Mar 02 15:23:05 :"Uevent { action: "online", devpath: "/devices/system/cpu/cpu1", devname: "", subsystem: "cpu", seqnum: "1307", interface: "" }"}"

So for example, for cpu4, we have this (even more cleaned up):

Mar 02 15:23:05 add /devices/system/cpu/cpu4 
Mar 02 15:23:05 bind /devices/system/cpu/cpu4 
Mar 02 15:23:05 add /devices/virtual/cpuid/cpu4 
Mar 02 15:23:05 online /devices/system/cpu/cpu4 
Mar 02 15:23:05 remove /devices/virtual/cpuid/cpu4 
Mar 02 15:23:05 offline /devices/system/cpu/cpu4 

This seems to happen before the agent runs, but it could happen at the same time, so we might end up with a CPU going back from 1 to 0 while the agent is running.

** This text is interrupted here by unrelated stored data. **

PR #3067, opened 2024-04-15
XWIKI-22073: Image specific syntax with data-widget causes CKEditor to freeze

manuelleduc:
# Jira URL

https://jira.xwiki.org/browse/XWIKI-22073

# Changes

## Description

* introduce a  `toHtml` event handler removing `data-widget` attributes from images

# Executed Tests

```
mvn clean install \
  -Pquality,integration-tests,docker \
  -pl :xwiki-platform-ckeditor-plugins,:xwiki-platform-ckeditor-test-docker
```

# Expected merging strategy

* Prefers squash: Yes 
* Backport on branches:
  * stable-15.10.x
  * stable-14.10.x

### DIFF
--- a/xwiki-platform-core/xwiki-platform-ckeditor/xwiki-platform-ckeditor-plugins/src/main/webjar/xwiki-filter/plugin.js
+++ b/xwiki-platform-core/xwiki-platform-ckeditor/xwiki-platform-ckeditor-plugins/src/main/webjar/xwiki-filter/plugin.js
@@ -40,35 +40,15 @@
     __namespace: true
   };
 
-  /**
-   * Remove data-widget attributes on image as they can lead to CKEditor crashing.
-   * @param event a toHtml event
-   */
-  function cleanupImages(event) {
-    const domParser = new DOMParser();
-    let html = event.data.dataValue;
-    // Depending on the editor type (inline or iframe-based) and configuration (fullPage true or false) the HTML
-    // string can be a full HTML document or just a fragment (e.g. the content of the BODY tag).
-    const isFragment = !html.trimEnd().endsWith('</html>');
-    try {
-      const doc = domParser.parseFromString(html, 'text/html');
-      // We want to modify the input HTML string only if there is a style tag that need escaping.
-      let modified = false;
-      doc.querySelectorAll('img').forEach(img => {
-        const dataWidgetAttribute = 'data-widget';
-        const hasDataWidget = img.hasAttribute(dataWidgetAttribute);
-        if(hasDataWidget) {
-          img.removeAttribute(dataWidgetAttribute);
-        }
-        modified = modified || hasDataWidget;
-      });
-      if (modified) {
-        event.data.dataValue = isFragment ? doc.body.innerHTML : doc.documentElement.outerHTML;
+  const removeDataWidgetAttributeFromImage = {
+    elements: {
+      img: function (element) {
+        console.log('removeDataWidgetAttributeFromImage', element);
+        delete element.attributes['data-widget'];
+        return element;
       }
-    } catch (e) {
-      console.warn('Failed to cleanup the image attributes from the given HTML string: ' + html, e);
     }
-  }
+  };
 
   CKEDITOR.plugins.add('xwiki-filter', {
     init: function(editor) {
@@ -180,6 +160,7 @@
       // Filter the editor input.
       var dataFilter = editor.dataProcessor && editor.dataProcessor.dataFilter;
       if (dataFilter) {
+        dataFilter.addRules(removeDataWidgetAttributeFromImage, {priority: 5});
         dataFilter.addRules(replaceEmptyLinesWithEmptyParagraphs, {priority: 5});
         if (editor.config.loadJavaScriptSkinExtensions) {
           dataFilter.addRules(unprotectAllowedScripts, {priority: 5});
@@ -197,7 +178,6 @@
       // parser is called in both cases. Priority 1 is needed to ensure our listener is called before the HTML parser
       // (which has priority 5).
       editor.on('toHtml', escapeStyleContent, null, null, 1);
-      editor.on('toHtml', cleanupImages, null, null, 1);
       editor.on('toDataFormat', escapeStyleContent, null, null, 1);
 
       // Transform <font color="..." face="..."> into <span style="color: ...; font-family: ...">.
--- a/xwiki-platform-core/xwiki-platform-ckeditor/xwiki-platform-ckeditor-plugins/src/main/webjar/xwiki-filter/plugin.js
+++ b/xwiki-platform-core/xwiki-platform-ckeditor/xwiki-platform-ckeditor-plugins/src/main/webjar/xwiki-filter/plugin.js
@@ -40,16 +40,6 @@
     __namespace: true
   };
 
-  const removeDataWidgetAttributeFromImage = {
-    elements: {
-      img: function (element) {
-        console.log('removeDataWidgetAttributeFromImage', element);
-        delete element.attributes['data-widget'];
-        return element;
-      }
-    }
-  };
-
   CKEDITOR.plugins.add('xwiki-filter', {
     init: function(editor) {
       var replaceEmptyLinesWithEmptyParagraphs = {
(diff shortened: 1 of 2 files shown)


xwiki-platform-core/xwiki-platform-ckeditor/xwiki-platform-ckeditor-plugins/src/main/webjar/xwiki-filter/plugin.js
```diff
@@ -167,6 +197,7 @@
       // parser is called in both cases. Priority 1 is needed to ensure our listener is called before the HTML parser
       // (which has priority 5).
       editor.on('toHtml', escapeStyleContent, null, null, 1);
+      editor.on('toHtml', cleanupImages, null, null, 1);
```
manuelleduc, line 200: I couldn't make the "Filter the editor output." `htmlFilter` above to work, so I'm sharing what I got so far:
1. the editor is not freezing anymore
2. `data-widget` are effectively removed from images (and I hope the removal is not too aggressive), and as you can see in the docker test, is not persisted after save

Part of `cleanupImages` could be factored with `escapeStyleContent` if we agree that this is the right approach.

mflorea: Have you tried to use the ``dataFilter`` to filter the editor **input**? If the editor is freezing when loading then I think you need to worry first about filtering the input HTML, and then the output HTML.

manuelleduc: Yes, I tried with the patch below, the `img` function is never called.

The reproduction steps are:
1. replace the content of `Main.WebHome` with `[[image:image.gif||data-widget='uploadimage']]` using the wiki editor
2. go back to `Main.WebHome` in view mode, then edit in-place
3. I'm expecting the `img` function to be called, but it is not

```
Index: xwiki-platform-core/xwiki-platform-ckeditor/xwiki-platform-ckeditor-plugins/src/main/webjar/xwiki-filter/plugin.js
IDEA additional info:
Subsystem: com.intellij.openapi.diff.impl.patch.CharsetEP
<+>UTF-8
===================================================================
diff --git a/xwiki-platform-core/xwiki-platform-ckeditor/xwiki-platform-ckeditor-plugins/src/main/webjar/xwiki-filter/plugin.js b/xwiki-platform-core/xwiki-platform-ckeditor/xwiki-platform-ckeditor-plugins/src/main/webjar/xwiki-filter/plugin.js
--- a/xwiki-platform-core/xwiki-platform-ckeditor/xwiki-platform-ckeditor-plugins/src/main/webjar/xwiki-filter/plugin.js	(revision 2aef8e2f9925fdb5bd4cd1b5fba207f5f0222ea3)
+++ b/xwiki-platform-core/xwiki-platform-ckeditor/xwiki-platform-ckeditor-plugins/src/main/webjar/xwiki-filter/plugin.js	(date 1713250081873)
@@ -40,35 +40,15 @@
     __namespace: true
   };
 
-  /**
-   * Remove data-widget attributes on image as they can lead to CKEditor crashing.
-   * @param event a toHtml event
-   */
-  function cleanupImages(event) {
-    const domParser = new DOMParser();
-    let html = event.data.dataValue;
-    // Depending on the editor type (inline or iframe-based) and configuration (fullPage true or false) the HTML
-    // string can be a full HTML document or just a fragment (e.g. the content of the BODY tag).
-    const isFragment = !html.trimEnd().endsWith('</html>');
-    try {
-      const doc = domParser.parseFromString(html, 'text/html');
-      // We want to modify the input HTML string only if there is a style tag that need escaping.
-      let modified = false;
-      doc.querySelectorAll('img').forEach(img => {
-        const dataWidgetAttribute = 'data-widget';
-        const hasDataWidget = img.hasAttribute(dataWidgetAttribute);
-        if(hasDataWidget) {
-          img.removeAttribute(dataWidgetAttribute);
-        }
-        modified = modified || hasDataWidget;
-      });
-      if (modified) {
-        event.data.dataValue = isFragment ? doc.body.innerHTML : doc.documentElement.outerHTML;
+  const removeDataWidgetAttributeFromImage = {
+    elements: {
+      img: function (element) {
+        console.log('removeDataWidgetAttributeFromImage', element);
+        delete element.attributes['data-widget'];
+        return element;
       }
-    } catch (e) {
-      console.warn('Failed to cleanup the image attributes from the given HTML string: ' + html, e);
     }
-  }
+  };
 
   CKEDITOR.plugins.add('xwiki-filter', {
     init: function(editor) {
@@ -180,6 +160,7 @@
       // Filter the editor input.
       var dataFilter = editor.dataProcessor && editor.dataProcessor.dataFilter;
       if (dataFilter) {
+        dataFilter.addRules(removeDataWidgetAttributeFromImage, {priority: 5});
         dataFilter.addRules(replaceEmptyLinesWithEmptyParagraphs, {priority: 5});
         if (editor.config.loadJavaScriptSkinExtensions) {
           dataFilter.addRules(unprotectAllowedScripts, {priority: 5});
@@ -197,7 +178,6 @@
       // parser is called in both cases. Priority 1 is needed to ensure our listener is called before the HTML parser
       // (which has priority 5).
       editor.on('toHtml', escapeStyleContent, null, null, 1);
-      editor.on('toHtml', cleanupImages, null, null, 1);
       editor.on('toDataFormat', escapeStyleContent, null, null, 1);
 
       // Transform <font color="..." face="..."> into <span style="color: ...; font-family: ...">.
```

mflorea: When the editor is loaded the editor data (HTML) is set (e.g. based on the value of the textarea element that is replaced). This data is:

* first parsed and filtered [using the data processor](https://github.com/ckeditor/ckeditor4/blob/master/plugins/wysiwygarea/plugin.js#L468)
  * filtering is done in [multiple stages](https://ckeditor.com/docs/ckeditor4/latest/api/CKEDITOR_editor.html#event-toHtml):
  * widgets are **upcasted** (but not yet initialized!) with [priority 8](https://github.com/ckeditor/ckeditor4/blob/master/plugins/widget/plugin.js#L3145)
  * ``dataProcessor.dataFilter`` (i.e. your filter) is called [with priority 10](https://github.com/ckeditor/ckeditor4/blob/master/core/htmldataprocessor.js#L153)
* then ["written" (appended) to the editable area](https://github.com/ckeditor/ckeditor4/blob/master/plugins/wysiwygarea/plugin.js#L585) -> this triggers the initialization of all the widgets found in the content -> the failure happens when the ``uploadimage`` widget is initialized

The problem is that before your filter is called the widgets are upcasted which means the image is wrapped with a span that has ``contenteditable=false``. Before ``dataProcessor.dataFilter`` applies a filter rules it [checks that rule can be applied](https://github.com/ckeditor/ckeditor4/blob/master/core/htmlparser/filter.js#L392) in the current "context". Your rule is not applied because the context has the ``nonEditable`` flag set (because of the parent span element that has ``contenteditable=false``). You can force this though using ``applyToAll``:

    editor.dataProcessor.dataFilter.addRules(removeDataWidgetAttributeFromImage, {priority: 5, applyToAll: true});

With this your filter is now applied, but it doesn't fix the problem because the widgets are already upcasted when your filter is called, and this image is upcasted as an "uploadimage" not "image" (because ``data-widget="uploadimage"``) and the initialization of the ``uploadimage`` widget fails because the HTML structure is not the expected one.

The actual fix is to filter the attribute before widgets are upcasted, i.e. to use a ``toHtml`` listener with priority less than 8. In your code you use 1, but this is too early, when the HTML is in string format. It's easier to filter after the HTML is parsed:

> 5-9: Data is available in the parsed format, but CKEDITOR.htmlDataProcessor.dataFilter is not applied yet.

```
editor.on('toHtml', (event) => {
  // CKEDITOR.htmlParser.fragment instance
  event.data.dataValue.filter(new CKEDITOR.htmlParser.filter({
    elements: {
      img: function (element) {
        delete element.attributes['data-widget'];
      }
    }
  }));
// We must use a priority below 8 to make sure our filter is executed before widgets are upcasted.
}, null, null, 7);
```

mflorea (approved):

PR #499, opened 2023-06-15

juspence:
@RedHatProductSecurity/corgi-devs Please review. This is the follow-up PR I mentioned that fixes more bugs:

1. When processing Golang components in Cachito manifests, don't overwrite the .packages results with the .dependencies results. Process only the .packages key (which has both top-level components and child components). Ignore the .dependencies key (which has only child components, and is missing top-level components).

My suggestion is to rework the loop to count number of 1 entries instead.

c3d commented 2 years ago

The CPU4 is one we did not see as properly onlined.

For CPU5, where it worked, the same shows:

Mar 02 15:23:05 add /devices/system/cpu/cpu5 
Mar 02 15:23:05 bind /devices/system/cpu/cpu5 
Mar 02 15:23:05 add /devices/virtual/cpuid/cpu5 
Mar 02 15:23:05 online /devices/system/cpu/cpu5 
Mar 02 15:23:05 remove /devices/virtual/cpuid/cpu5 
Mar 02 15:23:05 offline /devices/system/cpu/cpu5 
Mar 02 15:23:05 add /devices/virtual/cpuid/cpu5 
Mar 02 15:23:05 online /devices/system/cpu/cpu5 
bergwolf commented 2 years ago

IIRC, all the kernel online actions are asynchronous so even after we write 1 to the sysfs file, we still need to wait for the CPUs to actually become online. Not sure if that's what you got here though.